Exercise:
From the material below, copy every line in which the word "static" occurs.

Records provided:
* * * *

PR #2570, opened 2024-09-18
Feature/most recent unique

ivakegg:


avgAGB (dismissed):

warehouse/query-core/src/main/java/datawave/query/transformer/UniqueTransform.java
```diff
@@ -303,4 +355,207 @@ public void funnel(byte[] from, PrimitiveSink into) {
...
+         * Build a list of potential hdfs directories based on each ivarator cache dir configs.
+         *
+         * @param ivaratorCacheDirConfigs
+         * @param hdfsSiteConfigURLs
+         * @param subdirectory
+         * @return A path
+         * @throws IOException
+         *             for issues with read/write
+         */
+        private static List<IvaratorCacheDir> getIvaratorCacheDirs(List<IvaratorCacheDirConfig> ivaratorCacheDirConfigs, String hdfsSiteConfigURLs,
```
FineAndDandy, line 458: this looks like a copy/paste from IteratorBuildingVisitor. Can you shift to a common function?

warehouse/query-core/src/main/java/datawave/query/util/sortedmap/BufferedFileBackedSortedMap.java
```diff
@@ -0,0 +1,560 @@
...
+
+    /**
+     * If the number of maps is over maxFiles, then start compacting those files down. The goal is to get the number of files down around 50% of maxFiles.
+     *
+     * @param maxFiles
+     *            the max number of files
+     * @throws IOException
+     *             for IO Exceptions
+     */
+    public void compact(int maxFiles) throws IOException {
```
FineAndDandy, line 280: I think this does what it say it does. What I'm not clear on is why its necessary. These files should be relatively short lived. What problem are we avoiding by making multiple passes over the data to compact them?

warehouse/query-core/src/main/java/datawave/query/util/sortedmap/BufferedFileBackedSortedMap.java
```diff
@@ -0,0 +1,560 @@
...
+    public Set<K> keySet() {
+        persistIfMultipleMaps();
+        return map.keySet();
+    }
+
+    @Override
+    public Collection<V> values() {
+        persistIfMultipleMaps();
+        return map.values();
+    }
```
FineAndDandy: some getter functions are persisting before returning while others are not. Can you define what operations should require persisting and which shouldn't and why?

warehouse/query-core/src/main/java/datawave/query/transformer/DocumentTransform.java
```diff
@@ -31,7 +31,7 @@ public interface DocumentTransform extends Function<Map.Entry<Key,Document>,Map.
     class DefaultDocumentTransform implements DocumentTransform {
         protected Query settings;
         protected MarkingFunctions markingFunctions;
-        protected long queryExecutionForPageStartTime;
+        protected long queryExecutionForPageStartTime = System.currentTimeMillis();
```
apmoriarty: It's not obvious to me what this change does. It looks like the variable is reset on every next call, so I'm not sure what setting this buys us. If this change is required it would be nice to know why

warehouse/query-core/src/main/java/datawave/query/util/sortedmap/FileSerializableSortedMap.java
```diff
@@ -0,0 +1,287 @@
...
+
+            while ((total < bytesToSkip) && ((cur = stream.skip(bytesToSkip - total)) > 0)) {
+                total += cur;
+            }
+
+            byte[] buffer = new byte[4];
+            stream.read(buffer);
+
+            return ((buffer[3] & 0xFF)) + ((buffer[2] & 0xFF) << 8) + ((buffer[1] & 0xFF) << 16) + ((buffer[0]) << 24);
+        }
```
FineAndDandy: can you explain what is going on here and why?

warehouse/query-core/src/main/java/datawave/query/util/sortedmap/FileSerializableSortedMap.java
```diff
@@ -0,0 +1,287 @@
...
+            delegate.writeObject(value);
+        }
+
+        @Override
+        public void writeSize(int size) throws IOException {
+            delegate.write((size >>> 24) & 0xFF);
+            delegate.write((size >>> 16) & 0xFF);
+            delegate.write((size >>> 8) & 0xFF);
+            delegate.write((size >>> 0) & 0xFF);
+        }
```
FineAndDandy: this could be simplified with the above to just write the integer?

warehouse/query-core/src/main/java/datawave/query/util/sortedmap/HdfsBackedSortedMap.java
```diff
@@ -0,0 +1,302 @@
...
+    private static final String FILENAME_PREFIX = "SortedMapFile.";
+
+    public static class Builder<B extends Builder<B,K,V>,K,V> extends BufferedFileBackedSortedMap.Builder<B,K,V> {
+        private List<IvaratorCacheDir> ivaratorCacheDirs;
+        private String uniqueSubPath;
+        private FileSortedSet.PersistOptions persistOptions;
+
+        public Builder() {
+            // change the default buffer persist threshold
+            withBufferPersistThreshold(10000);
```
apmoriarty: Do we really want to buffer 10,000 elements before persisting to disk? Is this configurable? Should this persist threshold be different from a standard ivarator? I.e., what if I want to buffer 5k ivarator keys but only 250 unique documents?

Small nit, would prefer the code read like 
```java
withBufferPersistThreshold(10_000);
```

warehouse/query-core/src/main/java/datawave/query/util/sortedmap/FileKeyValueSortedMap.java
FineAndDandy, line 1: Is this class used?

warehouse/query-core/src/main/java/datawave/query/util/sortedmap/rfile/KeyValueByteDocumentTransforms.java
```diff
@@ -0,0 +1,78 @@
...
+    }
+
+    public static Document valueToDocument(Value value) {
+        if (value == null) {
+            return null;
+        }
+        DocumentDeserializer deserializer = new KryoDocumentDeserializer();
+        Document document = deserializer.deserialize(new ByteArrayInputStream(value.get()));
+        return document;
+    }
```
apmoriarty: I'm almost 100% certain this is going to be cost prohibitive from a performance perspective. Document serializers/deserializers should be initialized once and reused. Any class using these static methods should instead have a private instance. 

A did a series of simple test, all times are normalized to nano seconds per document. After accounting for JVM warm up and other java goodness, it's distinctly faster to reuse the serializer/deserializer
```
        //  using static methods
        //  count, to value      to doc
        //  100k   66,396        117,381
        //  10k    67,760        129,000
        //  1k    171,247        220,385
        //  100   407,812        493,630
        //  10  2,291,080      2,213,140

        //  reusing ser/de
        //  100k   38,581         65,382
        //  10k    37,031         85,645
        //  1k     74,649        126,809
        //  100   159,763        349,851
        //  10    654,658      1,542,268
```

warehouse/query-core/src/main/java/datawave/query/util/sortedmap/HdfsBackedSortedMap.java
```diff
@@ -0,0 +1,302 @@
...
+        super(other);
+    }
+
+    protected HdfsBackedSortedMap(Builder builder) throws IOException {
+        super(builder);
+        this.handlerFactories = createFileHandlerFactories(builder.ivaratorCacheDirs, builder.uniqueSubPath, builder.persistOptions);
+        // for each of the handler factories, check to see if there are any existing files we should load
+        for (SortedMapFileHandlerFactory handlerFactory : handlerFactories) {
+            // Note: All of the file handler factories created by 'createFileHandlerFactories' are SortedMapHdfsFileHandlerFactories
+            if (handlerFactory instanceof SortedMapHdfsFileHandlerFactory) {
```
FineAndDandy: if this is so can this just be typed to SortedMapHdfsFileHandlerFactory in the field to simplify the code?

warehouse/query-core/src/test/java/datawave/query/UniqueTest.java
```diff
@@ -182,7 +187,10 @@ protected void runTestQueryWithUniqueness(Set<Set<String>> expected, String quer
         TransformIterator iter = new DatawaveTransformIterator(logic.iterator(), transformer);
         List<Object> eventList = new ArrayList<>();
         while (iter.hasNext()) {
-            eventList.add(iter.next());
+            Object o = iter.next();
+            if (o != null) {
+                eventList.add(o);
+            }
```
apmoriarty, line 193: Does this imply that before the transform iterator could return a null element after 'hasNext' was true? Is this a departure from the way things worked before or is the test being brought into alignment with the way the transform iterator actually works?

warehouse/query-core/src/test/java/datawave/query/UniqueTest.java
```diff
@@ -298,12 +313,14 @@ public void testUniquenessUsingLuceneFunction() throws Exception {
...
 
         queryString = "UUID:/^[CS].*/ AND #UNIQUE(DEATH_DATE,$BIRTH_DATE)";
+        expected.clear();
         expected.add(Sets.newHashSet(WiseGuysIngest.sopranoUID));
         expected.add(Sets.newHashSet(WiseGuysIngest.corleoneUID));
         expected.add(Sets.newHashSet(WiseGuysIngest.caponeUID));
         runTestQueryWithUniqueness(expected, queryString, startDate, endDate, extraParameters);
 
         queryString = "UUID:/^[CS].*/ AND #UNIQUE(death_date,birth_date)";
+        expected.clear();
```
apmoriarty, line 323: Instead of clearing the collection here, could clear the collection at the end of the driver method

warehouse/query-core/src/main/java/datawave/query/util/sortedmap/MultiMapBackedSortedMap.java
```diff
@@ -0,0 +1,397 @@
...
+                if (it != null && it.hasNext()) {
+                    return true;
+                }
+            }
+            return false;
+        }
+
+        @Override
+        public Entry<K,V> next() {
+            populate();
```
FineAndDandy, line 314: can the map be pulled from directly and only if empty populate?

warehouse/query-core/src/main/java/datawave/query/util/sortedmap/MultiMapBackedSortedMap.java
FineAndDandy, line 1: no unit tests for this class

warehouse/query-core/src/test/java/datawave/query/iterator/FieldIndexIntegrationTest.java
```diff
@@ -79,9 +79,9 @@ public class FieldIndexIntegrationTest {
             put("FIELD_A", 2);
             put("FIELD_B", 2);
             put("FIELD_C", 2);
-            put("TLD_FIELD_A", 6);
-            put("TLD_FIELD_B", 26);
-            put("TLD_FIELD_C", 8);
+            put("TLD_FIELD_A", 4); // 3 record ids, 1 value
+            put("TLD_FIELD_B", 14); // 13 record ids, 1 value
+            put("TLD_FIELD_C", 5); // 4 record ids, 1 value
```
apmoriarty: What caused this assertion to change? Was the TLD aggregator not working before?

warehouse/query-core/src/main/java/datawave/query/util/sortedmap/MultiMapBackedSortedMap.java
```diff
@@ -0,0 +1,397 @@
...
+                        // if the iterator is finished, or did not contribute to the value being returned
+                        // then null it out since the value returned is already in the map to compare
+                        // on the next round
+                        nextIterators.set(i, null);
+                    }
+                }
+                populated = true;
+            }
+        }
+    }
```
FineAndDandy: I'm very unclear on how this method is supposed to work. This could easily be a me problem, but I'm struggling to understand what is going on here and why.

warehouse/query-core/src/main/java/datawave/query/transformer/UniqueTransform.java
```diff
@@ -212,71 +237,90 @@ byte[] getBytes(Document document) throws IOException {
...
+     * Return the query-specified field that the provided document matches, if one exists, or otherwise return null.
+     *
+     * @param documentField
+     *            The document field
+     * @return The query specified field
+     */
     private String getUniqueField(String documentField) {
         String baseDocumentField = getFieldWithoutGrouping(documentField);
         return uniqueFields.getFields().stream().filter((field) -> isMatchingField(baseDocumentField, field)).findFirst().orElse(null);
     }
```
FineAndDandy, line 315: what happens in the case where there are multiple unique fields on the query?

warehouse/query-core/src/main/java/datawave/query/transformer/UniqueTransform.java
```diff
@@ -66,66 +80,39 @@ public class UniqueTransform extends DocumentTransform.DefaultDocumentTransform
...
-            modelMapping = HashMultimap.create();
-            // reverse the reverse query mapping which will give us a mapping from the final field name to the original field name(s)
-            for (Map.Entry<String,String> entry : model.getReverseQueryMapping().entrySet()) {
-                modelMapping.put(entry.getValue(), entry.getKey());
+    public void updateConfig(UniqueFields uniqueFields) {
+        // only reset the bloom filter if changing the field set
+        if (!this.uniqueFields.equals(uniqueFields)) {
+            this.uniqueFields = uniqueFields.clone();
+            log.info("Resetting unique fields on the unique transform");
+            this.bloom = BloomFilter.create(new ByteFunnel(), 500000, 1e-15);
```
FineAndDandy: since the bloom is only used when not using isMostRecent() can we avoid creating the bloom at all when that is set?

warehouse/query-core/src/main/java/datawave/query/transformer/UniqueTransform.java
ivakegg: They are very similar, but different enough that I think they warrent separate implementations.

warehouse/query-core/src/main/java/datawave/query/util/sortedmap/BufferedFileBackedSortedMap.java
ivakegg: These files are NOT short lived.  We need a compaction mechanism to avoid the problem of too many open file handles when we do the final merge sort.

warehouse/query-core/src/main/java/datawave/query/util/sortedmap/BufferedFileBackedSortedMap.java
ivakegg: This is a good question.  The idea was that when the maps have been fully populated, then they should be persisted such that they would survive iterator tear-down/rebuilds (at least within the context of the ivarators).  That idea was copied over into the map implementations here.   I guess we could also force the persisting in a bunch of the other methods.  Let me go over why this was being done and adjust if needed.  Thank you.

warehouse/query-core/src/main/java/datawave/query/transformer/DocumentTransform.java
ivakegg: this may not be needed, but I vaguely remember some test case that needed the initial value set.... I will investigate.

warehouse/query-core/src/main/java/datawave/query/util/sortedmap/FileSerializableSortedMap.java
ivakegg: Its reading the size (in elements) from the last 4 bytes in the file.

ivakegg: I will add comments.

warehouse/query-core/src/main/java/datawave/query/util/sortedmap/FileSerializableSortedMap.java
ivakegg: At one point I was having issues with little/big endian so this guarentees that I am reading and writing the size correctly.

warehouse/query-core/src/main/java/datawave/query/util/sortedmap/HdfsBackedSortedMap.java
ivakegg: hmm, I thought this was configurable. I will fix this if that is not the case.  I expect that 10K is probably not the best default for the most recent unique functionality.  Also I like 10_000.... I will do that.

warehouse/query-core/src/main/java/datawave/query/util/sortedmap/FileKeyValueSortedMap.java
ivakegg: It was the initial one I used, and then I created the ByteDocument and KeyDocument versions.  I did not see a reason to delete this one as it could be used in another context.

warehouse/query-core/src/main/java/datawave/query/util/sortedmap/rfile/KeyValueByteDocumentTransforms.java
ivakegg: Nice observation!  I will do as you suggest.

warehouse/query-core/src/main/java/datawave/query/util/sortedmap/HdfsBackedSortedMap.java
ivakegg: yeah, that kinda looks ugly.  Trying to figure out why I did that.

warehouse/query-core/src/test/java/datawave/query/UniqueTest.java
ivakegg: Bringing it into line.  It is valid for a null to be returned when a timeout happens underneath.  This was to allow the RunningQuery to return a null page.  However the RunningQuery was changed to pull the results in a separate thread allow the timeout to be controlled there instead.  I still want to allow the iterators to return a null document for the purposes of avoiding hanging scans in the tservers.

warehouse/query-core/src/test/java/datawave/query/UniqueTest.java
ivakegg: probably.  I will take this into consideration.

warehouse/query-core/src/main/java/datawave/query/util/sortedmap/MultiMapBackedSortedMap.java
ivakegg: hmm... perhaps not directly.  I will see what I can do.

warehouse/query-core/src/test/java/datawave/query/iterator/FieldIndexIntegrationTest.java
ivakegg: I really don't know why this changed.. I will figure it out however.

warehouse/query-core/src/main/java/datawave/query/util/sortedmap/MultiMapBackedSortedMap.java
ivakegg: We had the conversation off line for this one.  I am presumming this is now understood.  However I will try to add comments to make things more clear.

warehouse/query-core/src/main/java/datawave/query/transformer/UniqueTransform.java
ivakegg: probably, I will see if I can do that.

warehouse/query-core/src/main/java/datawave/query/util/sortedmap/BufferedFileBackedSortedMap.java
```diff
@@ -0,0 +1,560 @@
...
+            this.rewriteStrategy = (FileSortedMap.RewriteStrategy<K,V>) rewriteStrategy;
+            return self();
+        }
+
+        public B withNumRetries(int numRetries) {
+            this.numRetries = numRetries;
+            return self();
+        }
+
+        public B withHandlerFactories(List<SortedMapFileHandlerFactory> handlerFactories) {
```
FineAndDandy, line 102: this method is never called. Not sure this class will work right without the handlerFactories being set

ivakegg: yikes... that does not sound good.  I will figure that out.

warehouse/query-core/src/main/java/datawave/query/util/sortedmap/BufferedFileBackedSortedMap.java
ivakegg: Now I am thinking that the persistence should never be done automatically here.  The transform should drive that.

warehouse/query-core/src/main/java/datawave/query/util/sortedmap/BufferedFileBackedSortedMap.java
ivakegg: Ah, I see, the handler factories are setup in the HdfsBackedSortedMap which extends the BufferedFileBackedSortedMap.  This is the builder that the UniqueTransform uses.

FineAndDandy: my mistake, sorry

warehouse/query-core/src/main/java/datawave/query/util/sortedmap/rfile/KeyValueByteDocumentTransforms.java
FineAndDandy: also worth keeping in mind that Kryo, backed by KryoDocumentSerializer is NOT thread safe

warehouse/query-core/src/main/java/datawave/query/util/sortedmap/BufferedFileBackedSortedMap.java
ivakegg: Updated to not automatically persisty and explicitly persist in the transform.

warehouse/query-core/src/main/java/datawave/query/util/sortedmap/HdfsBackedSortedMap.java
ivakegg: Changed the constant to add the '_'.  This is being overridden in the UniqueTransform where the maps are built.

warehouse/query-core/src/main/java/datawave/query/util/sortedmap/rfile/KeyValueByteDocumentTransforms.java
ivakegg: done

warehouse/query-core/src/main/java/datawave/query/transformer/DocumentTransform.java
ivakegg: determined this is more of a safety thing.  It certainly does not hurt.  Moved into constructor.

warehouse/query-core/src/main/java/datawave/query/util/sortedmap/HdfsBackedSortedMap.java
ivakegg: Updated to use the correct type.

warehouse/query-core/src/test/java/datawave/query/UniqueTest.java
ivakegg: That would be a side effect and hence not obvious to the user.  I would rather leave the explicit clear calls where they are.

warehouse/query-core/src/test/java/datawave/query/iterator/FieldIndexIntegrationTest.java
ivakegg: no longer doing this.... I was attempting to fix the whole document/attribute equality mechanisms and it resulted in this change.  Undid all of that.

warehouse/query-core/src/main/java/datawave/query/transformer/UniqueTransform.java
ivakegg: done

warehouse/query-core/src/main/java/datawave/query/util/sortedmap/MultiMapBackedSortedMap.java
ivakegg: done

FineAndDandy (dismissed):

apmoriarty (dismissed):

* * * *

Exercise answer:
+        private static List<IvaratorCacheDir> getIvaratorCacheDirs(List<IvaratorCacheDirConfig> ivaratorCacheDirConfigs, String hdfsSiteConfigURLs,
+    private static final String FILENAME_PREFIX = "SortedMapFile.";
+    public static class Builder<B extends Builder<B,K,V>,K,V> extends BufferedFileBackedSortedMap.Builder<B,K,V> {
+    public static Document valueToDocument(Value value) {
apmoriarty: I'm almost 100% certain this is going to be cost prohibitive from a performance perspective. Document serializers/deserializers should be initialized once and reused. Any class using these static methods should instead have a private instance. 
        //  using static methods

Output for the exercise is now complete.